- _Material to process_:
PR #2349, opened 2025-02-26
koordlet: support init container for CPUSetAllocator

zwzhang0107:

Set cpuset for init container in CPUSetAllocator.

https://github.com/koordinator-sh/koordinator/issues/2350

### V. Checklist

### DIFF
--- a/pkg/koordlet/runtimehooks/reconciler/reconciler.go
+++ b/pkg/koordlet/runtimehooks/reconciler/reconciler.go
@@ -484,6 +484,32 @@ func (c *reconciler) reconcilePodCgroup(stopCh <-chan struct{}) {
 					}
 				}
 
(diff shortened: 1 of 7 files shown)


pkg/koordlet/runtimehooks/reconciler/reconciler.go
```diff
@@ -484,6 +484,31 @@ func (c *reconciler) reconcilePodCgroup(stopCh <-chan struct{}) {
 					}
 				}
 
+				for _, initContainerStat := range podMeta.Pod.Status.InitContainerStatuses {
```
saintube, line 487: perhaps the completed/failed init containers should be filtered out, and sidecar containers should be handled

zwzhang0107: we leave a TODO here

- _Try it_: Repeat the entries exactly as they appear.

- _Exercise answer_:
PR #2349, opened 2025-02-26
koordlet: support init container for CPUSetAllocator

zwzhang0107:

Set cpuset for init container in CPUSetAllocator.

https://github.com/koordinator-sh/koordinator/issues/2350

### V. Checklist

### DIFF
--- a/pkg/koordlet/runtimehooks/reconciler/reconciler.go
+++ b/pkg/koordlet/runtimehooks/reconciler/reconciler.go
@@ -484,6 +484,32 @@ func (c *reconciler) reconcilePodCgroup(stopCh <-chan struct{}) {
 					}
 				}
 
(diff shortened: 1 of 7 files shown)


pkg/koordlet/runtimehooks/reconciler/reconciler.go
```diff
@@ -484,6 +484,31 @@ func (c *reconciler) reconcilePodCgroup(stopCh <-chan struct{}) {
 					}
 				}
 
+				for _, initContainerStat := range podMeta.Pod.Status.InitContainerStatuses {
```
saintube, line 487: perhaps the completed/failed init containers should be filtered out, and sidecar containers should be handled

zwzhang0107: we leave a TODO here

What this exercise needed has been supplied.